* ACTION ITEM: Using the material that follows, identify and copy each line with the string "Python".

[[ INFORMATION SHOWN open ]]

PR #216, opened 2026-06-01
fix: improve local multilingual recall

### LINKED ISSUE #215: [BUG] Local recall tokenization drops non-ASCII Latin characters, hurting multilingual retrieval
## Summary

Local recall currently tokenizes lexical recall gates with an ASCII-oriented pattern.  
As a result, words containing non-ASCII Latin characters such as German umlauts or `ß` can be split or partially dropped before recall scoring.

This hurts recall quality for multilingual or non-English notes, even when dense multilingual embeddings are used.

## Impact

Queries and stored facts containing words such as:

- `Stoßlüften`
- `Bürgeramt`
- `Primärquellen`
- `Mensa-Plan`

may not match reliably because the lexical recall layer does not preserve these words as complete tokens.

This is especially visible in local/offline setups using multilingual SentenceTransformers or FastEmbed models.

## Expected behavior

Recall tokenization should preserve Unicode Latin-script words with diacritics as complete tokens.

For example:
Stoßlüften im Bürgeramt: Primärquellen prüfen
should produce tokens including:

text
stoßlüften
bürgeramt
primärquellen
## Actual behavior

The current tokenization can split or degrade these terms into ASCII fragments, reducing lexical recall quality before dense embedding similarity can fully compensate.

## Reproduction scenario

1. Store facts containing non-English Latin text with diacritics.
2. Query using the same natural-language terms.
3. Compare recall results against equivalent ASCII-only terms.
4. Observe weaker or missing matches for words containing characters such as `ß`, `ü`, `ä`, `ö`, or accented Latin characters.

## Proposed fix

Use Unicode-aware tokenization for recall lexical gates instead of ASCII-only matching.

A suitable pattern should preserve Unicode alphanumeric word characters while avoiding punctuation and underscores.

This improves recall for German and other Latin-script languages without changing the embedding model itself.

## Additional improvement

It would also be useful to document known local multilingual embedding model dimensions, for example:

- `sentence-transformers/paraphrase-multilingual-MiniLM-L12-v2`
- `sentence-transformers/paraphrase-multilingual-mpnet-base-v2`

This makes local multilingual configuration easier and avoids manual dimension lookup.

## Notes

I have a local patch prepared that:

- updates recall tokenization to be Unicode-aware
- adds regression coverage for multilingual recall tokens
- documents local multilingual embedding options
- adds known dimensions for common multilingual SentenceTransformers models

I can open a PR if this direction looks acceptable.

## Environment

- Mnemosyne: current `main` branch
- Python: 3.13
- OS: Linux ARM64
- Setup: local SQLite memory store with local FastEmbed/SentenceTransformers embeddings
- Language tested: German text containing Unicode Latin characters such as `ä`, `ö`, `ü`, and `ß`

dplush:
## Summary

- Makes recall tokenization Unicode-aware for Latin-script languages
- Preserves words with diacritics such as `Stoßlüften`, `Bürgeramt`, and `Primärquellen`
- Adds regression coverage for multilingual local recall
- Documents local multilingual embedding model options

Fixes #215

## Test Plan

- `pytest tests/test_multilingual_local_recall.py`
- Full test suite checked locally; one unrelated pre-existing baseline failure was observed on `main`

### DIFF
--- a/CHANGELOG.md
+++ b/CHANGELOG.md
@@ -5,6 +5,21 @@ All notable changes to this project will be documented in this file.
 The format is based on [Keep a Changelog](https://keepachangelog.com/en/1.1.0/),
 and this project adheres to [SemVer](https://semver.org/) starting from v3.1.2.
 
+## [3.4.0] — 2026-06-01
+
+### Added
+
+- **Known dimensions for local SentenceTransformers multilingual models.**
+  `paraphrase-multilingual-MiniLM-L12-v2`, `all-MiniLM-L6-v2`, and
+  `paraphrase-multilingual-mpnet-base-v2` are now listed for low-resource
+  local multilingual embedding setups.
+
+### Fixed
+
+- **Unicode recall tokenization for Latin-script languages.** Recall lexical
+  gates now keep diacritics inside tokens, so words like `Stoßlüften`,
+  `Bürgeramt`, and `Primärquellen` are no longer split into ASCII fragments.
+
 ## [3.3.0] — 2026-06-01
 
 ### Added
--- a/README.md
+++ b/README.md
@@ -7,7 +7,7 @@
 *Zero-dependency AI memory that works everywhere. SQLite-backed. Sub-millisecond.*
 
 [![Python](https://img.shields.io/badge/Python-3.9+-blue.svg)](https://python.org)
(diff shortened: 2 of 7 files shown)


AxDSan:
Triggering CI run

[[ INFORMATION SHOWN closed ]]
[[ INFORMATION SHOWN open ]]

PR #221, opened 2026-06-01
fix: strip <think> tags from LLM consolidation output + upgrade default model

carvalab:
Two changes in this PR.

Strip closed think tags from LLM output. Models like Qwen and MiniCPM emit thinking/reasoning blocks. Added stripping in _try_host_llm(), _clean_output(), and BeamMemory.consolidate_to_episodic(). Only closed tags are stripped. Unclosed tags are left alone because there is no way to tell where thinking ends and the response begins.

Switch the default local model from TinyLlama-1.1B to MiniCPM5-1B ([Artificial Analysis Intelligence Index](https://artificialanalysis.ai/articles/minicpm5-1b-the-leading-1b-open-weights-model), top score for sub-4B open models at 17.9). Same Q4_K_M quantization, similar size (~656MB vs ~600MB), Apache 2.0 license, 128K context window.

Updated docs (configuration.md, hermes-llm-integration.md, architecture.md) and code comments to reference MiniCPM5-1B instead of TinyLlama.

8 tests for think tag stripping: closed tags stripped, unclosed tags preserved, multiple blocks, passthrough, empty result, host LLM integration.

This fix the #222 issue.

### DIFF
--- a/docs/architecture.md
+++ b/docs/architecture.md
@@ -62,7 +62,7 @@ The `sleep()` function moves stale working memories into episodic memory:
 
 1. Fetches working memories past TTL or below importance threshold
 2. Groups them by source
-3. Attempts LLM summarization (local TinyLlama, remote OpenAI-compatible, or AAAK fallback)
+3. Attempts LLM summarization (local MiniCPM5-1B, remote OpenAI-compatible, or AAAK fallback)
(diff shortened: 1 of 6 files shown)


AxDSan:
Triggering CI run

[[ INFORMATION SHOWN closed ]]
[[ INFORMATION SHOWN open ]]

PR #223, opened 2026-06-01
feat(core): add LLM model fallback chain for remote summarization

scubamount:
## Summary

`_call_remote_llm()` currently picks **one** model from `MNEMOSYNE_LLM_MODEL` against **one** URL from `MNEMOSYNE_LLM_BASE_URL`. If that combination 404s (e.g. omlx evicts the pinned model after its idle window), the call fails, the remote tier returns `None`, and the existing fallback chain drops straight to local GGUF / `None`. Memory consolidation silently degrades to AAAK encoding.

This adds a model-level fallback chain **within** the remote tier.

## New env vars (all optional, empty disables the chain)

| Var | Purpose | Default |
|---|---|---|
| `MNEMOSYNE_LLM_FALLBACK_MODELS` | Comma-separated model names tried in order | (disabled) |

[[ INFORMATION SHOWN closed ]]

* ANSWER SECTION:
- Python: 3.13
 [![Python](https://img.shields.io/badge/Python-3.9+-blue.svg)](https://python.org)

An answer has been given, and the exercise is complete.